Running Pipelines

Once your notebook is annotated, you can compile and run it three ways:

  1. CLIkale --nb ..., good for scripts and CI.

  2. JupyterLab extension — interactive Compile and Run button.

  3. Compile-only — inspect the generated KFP DSL before submitting.

All three call into the same underlying Python API, so the behavior is identical.

From the command line

The kale CLI is the fastest path to a running pipeline. The core invocation is:

kale --nb path/to/notebook.ipynb

This compiles the notebook into .kale/<pipeline_name>.kale.py and exits. To also submit the pipeline to a running KFP instance, add:

kale --nb path/to/notebook.ipynb \
     --kfp_host http://127.0.0.1:8080 \
     --run_pipeline

Useful CLI flags

Flag

Effect

--nb

Path to the notebook (required).

--kfp_host

KFP API endpoint for upload and run.

--upload_pipeline

Upload the pipeline without starting a run.

--run_pipeline

Upload and create a run.

--pipeline_name

Override the pipeline name (default comes from notebook metadata).

--experiment_name

Override the KFP experiment (default Kale-Pipeline-Experiment).

--pipeline_description

Set a pipeline description shown in the KFP UI.

--docker_image

Override the default base image for all steps.

--debug

Keep intermediate files and print verbose logs.

See CLI Reference for the complete list.

From the JupyterLab extension

Open your notebook in JupyterLab, click the Kale icon in the left sidebar, and toggle the Kale panel on. At the bottom of the panel you’ll see:

  • Pipeline Name and Experiment Name — override notebook defaults.

  • Docker Image — base image used for every step that doesn’t declare its own via an image: tag.

  • Compile and Save — generate the KFP DSL only.

  • Compile and Run — generate, upload, and start a run.

The Deploy button streams progress through a notification area at the top of the panel, and surfaces the KFP run URL when the run is created so you can click straight through to the KFP UI.

Compile-only mode

When you want to read or debug the generated code before sending it to KFP, skip the --run_pipeline flag on the CLI (or use Compile and Save in the extension). You’ll end up with:

.kale/
├── my_notebook.kale.py
└── my_notebook.yaml       # KFP YAML IR (produced when running the DSL)
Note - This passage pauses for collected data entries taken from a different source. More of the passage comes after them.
PR #194, opened 2017-04-08
FS-93 - 1 Auto-generate `F[_]` parameter from 

diesalbla:
This PR carries a few steps regarding ticker #93. The goal of that ticket is to remove the need to specify the `F[_]` high-kind parameter in the `@free` and `@module` annotation. This PR carries a partial solution, which helps us to remove the parameter from the `@free`-annotated traits. The approach followed in this PR is: 

- We introduce a trait `EffectLike[F[_]]`, that contains a couple of type aliae `OpSeq[A]` and `OpPar[A]`, for `FreeS[F,A]` and `FreeS.Par[F,A]`, respectively.
- We use macro `freshTypeName` to generate a high-kind type `F` from the `@free` annotated type. This name should not collide with any one chosen by the user. 
- We change the macro to edit the original `@free`-annotated trait, to introduce the extra param `F[_]`, and add its inheritance from `EffectLike[F]`.

### DIFF
--- a/tests/src/test/scala/tests.scala
+++ b/tests/src/test/scala/tests.scala
@@ -27,7 +27,8 @@ class tests extends WordSpec with Matchers {
       import org.ensime.pcplod._
       withMrPlod("pcplodtest.scala") { pc =>
         pc.typeAtPoint('result) shouldBe Some("Option[Int]")
-        pc.typeAtPoint('test) shouldBe Some("(n: Int)freestyle.FreeS[F,Int]")
+        // Disabled test: the name of the parameter of `FreeS` is no longer known.
+        //pc.typeAtPoint('test) shouldBe Some("(n: Int)freestyle.FreeS[F,Int]")
         pc.typeAtPoint('handler) shouldBe Some("pcplodtest.PcplodTestAlgebra.Handler")
         pc.messages should be a 'empty
       }
--- a/tests/src/test/scala/tests.scala
+++ b/tests/src/test/scala/tests.scala
@@ -27,8 +27,7 @@ class tests extends WordSpec with Matchers {
       import org.ensime.pcplod._
       withMrPlod("pcplodtest.scala") { pc =>
         pc.typeAtPoint('result) shouldBe Some("Option[Int]")
-        // Disabled test: the name of the parameter of `FreeS` is no longer known.
-        //pc.typeAtPoint('test) shouldBe Some("(n: Int)freestyle.FreeS[F,Int]")
+        pc.typeAtPoint('test) shouldBe Some("(n: Int)cats.free.FreeApplicative[F,Int]")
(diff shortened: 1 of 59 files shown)


tests/src/test/scala/tests.scala
```diff
@@ -27,7 +27,8 @@ class tests extends WordSpec with Matchers {
       import org.ensime.pcplod._
       withMrPlod("pcplodtest.scala") { pc =>
         pc.typeAtPoint('result) shouldBe Some("Option[Int]")
-        pc.typeAtPoint('test) shouldBe Some("(n: Int)freestyle.FreeS[F,Int]")
+        // Disabled test: the name of the parameter of `FreeS` is no longer known.
+        //pc.typeAtPoint('test) shouldBe Some("(n: Int)freestyle.FreeS[F,Int]")
```
fommil: hmm, this looks like it might be a bug in the macro...

diesalbla: Maybe, but the point of the changes is that, the placeholder variable `F[_]`, instead of being part of the user-provided code in the `@free`-annotated `trait`, is now a fresh type name generated by the macro.

diesalbla: If the test is left activated, it fails with an error message such as the following one:
```scala
[info] - should generate code that works in the presentation compiler *** FAILED ***
[info]   Some("(n: Int)cats.free.Free[[β$0$]cats.free.FreeApplicative[F,β$0$],Int]") 
was not equal to Some("(n: Int)freestyle.FreeS[_,Int]") (tests.scala:31)
```
It seems that the aliases for `OpSeq` and `OpPar` are now being expanded. I have made a few small changes to the test, so now we may keep it.

raulraja (approved):
Awesomesauce!

tests/src/test/scala/tests.scala
```diff
@@ -27,7 +27,7 @@ class tests extends WordSpec with Matchers {
       import org.ensime.pcplod._
       withMrPlod("pcplodtest.scala") { pc =>
         pc.typeAtPoint('result) shouldBe Some("Option[Int]")
-        pc.typeAtPoint('test) shouldBe Some("(n: Int)freestyle.FreeS[F,Int]")
+        pc.typeAtPoint('test) shouldBe Some("(n: Int)cats.free.FreeApplicative[F,Int]")
```
diesalbla, line 30: @fommil Does this compromise solution keep with what you were aiming for?

fommil: looks good. But can you please add an example for the common use case of a `Free` algebra?

diesalbla: Ok. I will take care of it on next issue. It may not be easy because when using `FreeS` we are also using a type-name generated by the kind-projector.

PR #195, opened 2017-04-10
Dependency Injection docs

### LINKED ISSUE #132: Docs: Dependency Injection section
We need docs explaining how we automatically add default implicit instances for all @free and @module definitions and how that enables dependency Injection. This section should also use a couple of basic examples on how you can achieve alternative runtime based DI via the Reader `effect`

peterneyens:
Did I miss something, or do we need something else?

I tried to come up with a simple but not too trivial example of using `Reader` / `Kleisli` as target data type where you do not want the environment or config to be part of your algebra (like with `ReaderM`), but I couldn't come up with something small but still useful.

I don't know if it makes sense to add something trivial like : 

```scala
@free trait Calc[F[_]] {
  def sum(a: Int, b: Int): FreeS[F, Int]
}

type IntReader[A] = Reader[Int, A]

implicit val handler: Calc.Handler[IntReader] = new Calc.Handler[IntReader] {
  def sum(a: Int, b: Int): IntReader[Int] = Reader(n => a + (b * n))
}

Calc[Calc.Op].sum(1, 2).exec[IntReader].run(5) // 11 (= 1 + 2 x 5)
```

Resolves #132.

### DIFF
--- a/docs/src/main/resources/microsite/data/menu.yml
+++ b/docs/src/main/resources/microsite/data/menu.yml
@@ -59,7 +59,7 @@ options:
         url: docs/effects/Cache/
 
       - title: Dependency Injection
-        url: TODO.html
+        url: docs/patterns/dependency-injection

The .kale.py file is pure KFP v2 DSL. The .yaml file is the compiled pipeline IR that can be manually uploaded to the KFP UI without using Kale’s “Compile and Run” button. You can:

  • Read it line by line to verify that your step dependencies, inputs, and outputs look right.

  • Run it directly (python .kale/my_notebook.kale.py) to reproduce KFP compilation errors locally.

  • Edit it to experiment with changes before committing them to the notebook.

Monitoring runs

Once a run is submitted, open the KFP UI and navigate to Runs. You can:

  • Watch step status in real time.

  • Click a step to see its logs, the generated component source, and artifact inputs/outputs.

  • See pipeline parameters and pipeline metrics in the run summary.

  • Compare two runs side by side from the Runs list.

Kale doesn’t add any custom tracking on top of KFP — everything runs through the standard KFP backend, so anything you can do with a hand-rolled KFP pipeline, you can also do with a Kale-generated one.

Environment variables

A few environment variables are useful when running Kale:

Variable

Purpose

KF_PIPELINES_ENDPOINT

Default KFP API endpoint if --kfp_host is not set.

KF_PIPELINES_UI_ENDPOINT

KFP UI URL used when Kale renders run links.

KALE_PIP_INDEX_URLS

Comma-separated pip index URLs baked into the generated components (used for local dev).

KALE_PIP_TRUSTED_HOSTS

Trusted hosts for HTTP pip index URLs.

The last two are most useful when testing an unpublished version of Kale against a local KFP cluster — see the “Testing with KFP Clusters” section of Contributing.